Richard watches Karina’s face pale as she begins to absorb the dreadful ramifications of this choice.
“A trach is not a silver bullet. If you get this surgery and go on a vent, you are trading one can of worms for another. You’re still getting a can of worms. This is not
a cure, okay? It’s important you understand this. The disease will continue to progress. You might eventually be locked in. All you’re doing is protecting the airway.”

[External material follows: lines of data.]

PR #12063, opened 2023-04-25
Add Farah Mehmood to integration

farahTW:
Pull request to Add farah mehmood to integration as per step 7 mentioned in the below
https://docs.publishing.service.gov.uk/manual/get-started.html#generate-a-ssh-key

### DIFF
--- a/modules/users/manifests/farahmehmood.pp
+++ b/modules/users/manifests/farahmehmood.pp
@@ -2,7 +2,7 @@
 class users::farahmehmood {
   govuk_user { 'farahmehmood':
     fullname => 'Farah Mehmood',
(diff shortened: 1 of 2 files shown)


modules/users/manifests/farahmehmood.pp
```diff
@@ -0,0 +1,8 @@
+# Creates the farahmehmood user
+class users::farahmehmood {
+  govuk_user { 'farahmehmood':
+    fullname => 'Farah Mehmood',
+    email    => 'farahm.mehmood@digital.cabinet-office.gov.uk',
```
davidgisbey, line 5: I think this should be 
```
'farah.mehmood@digital.cabinet-office.gov.uk',
```

davidgisbey (approved):

PR #12064, opened 2023-04-25
Remove govuk-mirror-repos Jenkins job

theseanything:
This has been replaced with functionality in govuk-infrastructure. CodeCommit repositories are now manged with Terraform and the git repos kepts in sync by the mirror-repo GitHub Action.


sengi (approved):
Awesome!

PR #12095, opened 2023-06-01
Remove the govuk-dns Jenkins job and CI job

theseanything:
This removes the remaining resources for supporting govuk-dns as this has been retried in favour for govuk-dns-tf.


sengi (approved):
Thanks!

PR #12110, opened 2023-07-20
Revert "Add user danmoore to integration"

kevindew:
Reverts alphagov/govuk-puppet#12108

Dan has now left, potentially temporarily but we're still doing the off-boarding process.

This wasn't ever run in any environments (puppet seems to have failed to auto-deploy) so we can skip the ensure => absent process


kevindew:
Argh forgot we need to remove first

hannako (approved):

PR #12120, opened 2023-08-16
Remove conorlowney user

dnkrj:
# What
Add `ensure => absent` to Conor Lowney's entry

# Why
He has left GDS


MartinJJones (approved):

MartinJJones (commented):
Looks like we need to align the arrow `=>` with the other arrows in the list, for example - https://github.com/alphagov/govuk-puppet/pull/12078/files

MartinJJones (approved):

PR #12124, opened 2023-08-30
Match pull/push time for Publishing API and Content Store

brucebolt:
As part of the daily data sync between our environments, we currently pull the Publishing API database before Content Store.

This means the data within can be out-of-sync when pushed to the next environment.  One issue that arises is the `payload_version` (a value sent from Publishing API to Content Store, to make sure we don't overwrite newer content) is mismatched.

Therefore updating the data sync so we pull from Content Store and Publishing API at exactly the same time (00:00), then push to the next environment at exactly the same time (01:30).

This will resolve any issues resulting from data mismatch.

[Trello card](https://trello.com/c/HRwJTf6S)

### DIFF
--- a/hieradata_aws/class/integration/mongo.yaml
+++ b/hieradata_aws/class/integration/mongo.yaml
@@ -1,8 +1,8 @@
 govuk_env_sync::tasks:
   "pull_content_store_daily":
     ensure: "present"
-    hour: "4"
-    minute: "16"
+    hour: "1"
+    minute: "30"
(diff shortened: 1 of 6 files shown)


sengi (approved):
No problem changing this but just checking you're aware: this doesn't solve the underlying race condition and consistency issue, right? :)

sengi:
"A man with a watch knows what time it is. A man with two watches is never sure."

PR #12148, opened 2023-10-27
Remove mirror monitoring

theseanything:
These have been replaced with new monitoring in Prometheus.


sengi (approved):
Puppet's broken in prod at the moment btw — feel free to merge and roll out but it just won't take effect until we fix the Puppetmaster.

Issue #12155, opened 2023-11-10
Public visibility of https://github.com/alphagov/govuk-puppet/blob/main/hieradata_aws/vagrant_credentials.yaml


annaobarz:
I stumbled across this publicly accessible page, and was wondering whether it should be publicly accessible?

sengi:
I think the Vagrant environment hasn't been used in a long time and this is some disused config related to it, but we really appreciate your vigilance — thanks for raising this!

I'll double-check that those private keys etc. really aren't used anywhere. (And of course we'll nuke the file in the meantime.)

sengi:
Also huge thanks for putting me onto the fact that — somehow — we don't appear to have secret scanning enabled on this repo 😅 (it's supposed to be enabled+enforced org-wide, plus I thought public repos were meant to be covered by default — clearly not always, apparently!)

annaobarz:
@sengi happy to help!

PR #12158, opened 2023-11-10
Delete old Vagrant credentials.

sengi:
The Vagrant environment is long-dead (and only ever would have been run locally) but it's not a good look to have any kind of private key or password checked into a public repo (even if it's just for testing), so let's clean it up.

Addresses #12155, with credit to @annaobarz for bringing this to our attention.

### DIFF
--- a/hieradata_aws/vagrant.yaml
+++ b/hieradata_aws/vagrant.yaml
@@ -7,19 +7,10 @@ backup::offsite::monitoring::offsite_fqdn: backup.gov.uk
 backup::offsite::monitoring::offsite_hostname: backup0.provider0
 backup::offsite::monitoring::monitor_cdn_logs_disk: true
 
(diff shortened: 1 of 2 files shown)


sengi:
Considered expunging it from the history, but I don't think it's worth it given the specifics of this case.

sengi:
Ah _of course_ it breaks the tests. Sigh.

sengi:
Let's try that again.

sengi:
Just to clarify, these keys etc. aren't used anywhere as far as I can tell, so there's nothing left to revoke etc. This is about removing a bunch of defunct (but still scary-looking) key material from HEAD so that a) it's clear that it's no longer in use and b) we have a record that we checked it's no longer in use.

sihugh (approved):
All I see is `*******`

“What happens if he doesn’t get the surgery?”
Although Karina asked the question, Kathy delivers her answer to Richard. She never breaks eye contact.
“If you choose not to do the surgery, we’ll either order a palliative-care consult here or you’ll go home to Hospice. You’ll be extubated to a BiPAP. They’ll give you medication to keep you comfortable, and they’ll slowly bring down the BiPAP machine. Your breathing will get shallower and shallower, and eventually you’ll stop breathing on your own. You’ll die of respiratory failure.”
Death by suffocation. He’s avoided imagining this in any detail, what the actual end of ALS might look like for him. Even with the need for the PEG tube and the BiPAP and the paralysis of his legs, despite every escalating loss in ability, thoughts of his death continued to be blurry and remote like a car racing by on a road in the distance, the make and model impossible to describe. Now the damn thing is parked right in front of him, and his heart is screaming, pounding, panicked. Again, his breathing remains calm, dictated by the ventilator, and the mismatch in physiology feels like a shattering earthquake in the foundation of his being. Like he’s coming apart.
“Could the antibiotics clear the pneumonia and then he’d be like he was before this happened and breathe on his own?”
“This isn’t a spinal-cord or lung injury. This is his diaphragm no longer working. It can’t heal.”
“But he was breathing earlier today. Couldn’t this be just a momentary crisis and he could come off the vent and still breathe?”